[Records from a data collection]
┏━━

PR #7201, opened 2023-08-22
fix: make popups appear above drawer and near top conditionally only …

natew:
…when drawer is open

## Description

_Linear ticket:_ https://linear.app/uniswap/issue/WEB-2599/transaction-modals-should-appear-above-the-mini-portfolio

┗━━

*Task item*
Go through the lines above and count those with the string "drawer". Reply with the count and nothing more.

*Answer to the problem*
2